My team is using the
wiki/rest/api/content?expand=body.view,history,version endpoint to fetch content from Confluence. The specific focus is to access all page content which includes the created by, editor and body. Our goal is to store this content in Elasticsearch along with other app’s data used like Betterworks, Salesforce, Slack etc. for example, which we would have a search bar on the front-end to search up terms or people and return a curated list of content from each app which the content contains the search term sorted by relevance, i.e. why we’re utilizing Elasticsearch.

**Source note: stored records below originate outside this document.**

Issue #537, opened 2018-09-14
Remove spl = nothing


trappmartin:
We currently have `assume(nothing, ...)` calls in the tests, e.g. in `test/ad.jl/ad1.jl`. These calls should be adjusted such that we can remove `Nothing` from the type union in assume.

PR #706, opened 2019-03-08
Remove `Nothing` from the Sampler union type

KDr2:
Try to fix https://github.com/TuringLang/Turing.jl/issues/537

### DIFF
--- a/src/core/VarReplay.jl
+++ b/src/core/VarReplay.jl
@@ -111,6 +111,7 @@ function Turing.runmodel!(model::Model, vi::VarInfo, spl::AbstractSampler)
     model(vi, spl)
     return vi
 end
+Turing.runmodel!(model::Model, vi::VarInfo) = Turing.runmodel!(model, vi, SampleFromPrior())
 
 const VarView = Union{Int,UnitRange,Vector{Int},Vector{UnitRange}}
 
--- a/src/core/VarReplay.jl
+++ b/src/core/VarReplay.jl
@@ -1,6 +1,7 @@
 module VarReplay
 
-using ...Turing: Turing, CACHERESET, CACHEIDCS, CACHERANGES, Sampler, Model
+using ...Turing: Turing, CACHERESET, CACHEIDCS, CACHERANGES, Model,
+    AbstractSampler, Sampler, SampleFromPrior
 using ...Utilities: vectorize, reconstruct, reconstruct!
 using Bijectors: SimplexDistribution
 using Distributions
@@ -102,9 +103,9 @@ mutable struct VarInfo
     end
 end
 
-function Turing.runmodel!(model::Model, vi::VarInfo, spl::Union{Nothing,Sampler})
+function Turing.runmodel!(model::Model, vi::VarInfo, spl::AbstractSampler)
     setlogp!(vi, zero(Real))
-    if spl != nothing && :eval_num ∈ keys(spl.info)
+    if isa(spl, Sampler) && :eval_num ∈ keys(spl.info)
         spl.info[:eval_num] += 1
     end
     model(vi, spl)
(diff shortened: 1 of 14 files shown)


src/core/compiler.jl
```diff
@@ -26,7 +26,7 @@ end
 
 
 function wrong_dist_errormsg(l)
-    return "Right-hand side of a ~ must be subtype of Distribution or a vector of" * 
+    return "Right-hand side of a ~ must be subtype of Distribution or a vector of " *
```
yebai: Nice to see this fixed!

src/core/ad.jl
```diff
@@ -30,6 +30,7 @@ getchunksize(::T) where {T <: ForwardDiffAD} = getchunksize(T)
 getchunksize(::Type{ForwardDiffAD{chunk}}) where chunk = chunk
 getchunksize(::T) where {T <: Sampler} = getchunksize(T)
 getchunksize(::Type{<:Sampler{T}}) where {T} = getchunksize(T)
+getchunksize(::SampleFromPrior) = getchunksize(Nothing)
```
yebai: Remove `getchunksize(::Nothing) = getchunksize(Nothing)`?

src/inference/Inference.jl
```diff
@@ -185,10 +172,16 @@ function assume(spl::A,
 
 end
 
+
+observe(::Nothing,
```
yebai: Nice!

src/core/VarReplay.jl
```diff
@@ -102,14 +103,15 @@ mutable struct VarInfo
     end
 end
 
-function Turing.runmodel!(model::Model, vi::VarInfo, spl::Union{Nothing,Sampler})
+function Turing.runmodel!(model::Model, vi::VarInfo, spl::AbstractSampler)
```
trappmartin: Would it make sense to use a generated function here?

src/core/VarReplay.jl
```diff
@@ -294,7 +296,8 @@ end
 
 # Get all indices of variables belonging to gid or 0
 getidcs(vi::VarInfo) = getidcs(vi, nothing)
-getidcs(vi::VarInfo, spl::Nothing) = filter(i -> vi.gids[i] == 0, 1:length(vi.gids))
+getidcs(vi::VarInfo, ::SampleFromPrior) = filter(i -> vi.gids[i] == 0, 1:length(vi.gids))
+# getidcs(vi::VarInfo, spl::Nothing) = filter(i -> vi.gids[i] == 0, 1:length(vi.gids))
```
trappmartin: Remove comment?

src/core/container.jl
```diff
@@ -1,8 +1,8 @@
 mutable struct Trace
   task  ::  Task
   vi    ::  VarInfo
-  spl   ::  Union{Nothing, Sampler}
-  Trace() = (res = new(); res.vi = VarInfo(); res.spl = nothing; res)
+  spl   ::  AbstractSampler
```
trappmartin: Maybe we can make `Trace` a parametric type?

src/core/compiler.jl
KDr2: 😄

src/core/ad.jl
KDr2: Done.

src/core/VarReplay.jl
KDr2: Hmm... I think it's not a big impact: a generated function only change the `isa` type-check to a multi-dispatch. Anyway, I changed it to a generated function.

src/core/VarReplay.jl
KDr2: Done.

src/core/container.jl
KDr2: Done.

content endpoint is paginated by default for efficiency which only allows us to request 100 records at a time, thus we are using a while loop in our server to make subsequent requests using the
next url provided by the previous request’s response. The issue is, each subsequent request seems to take longer to response. Every response is slower and slower until the request takes too long and we receive a
504 gateway timeout.
We decided to handle the error gracefully by adding an
interceptor which upon a
504 failure would take the URL and reduce the
limit to 25. We have several conditions in place to handle failures which will eventually set the
limit to 1 record at a time. When the subsequent requests have failed enough to now only be requesting 1 record at a time, eventually that even fails.
At first I thought maybe it’s our codebase and the fact that we’re making many requests, but then I decided to make a single request for a single record in Postman, and it failed. Here’s the URL I used:
https://dialexa.atlassian.net/wiki/rest/api/content?next=true&expand=body.view,history,version&limit=1&start=4036. The list is set to 1 and the start point is 4036. It takes about 3 minutes, but eventually this fails with a
504. This seems like an issue with Confluence’s
content endpoint and how the data is index. The higher the start is set along with the limit and what content is expanded, it appears this causes the issue.
Is this a known issue or are there any work arounds?
Also, some of the content coming back is set as archived. Is there a way to ignore archived records?
Sorry for the long explanation and thanks in advance for your replies and support on the matter.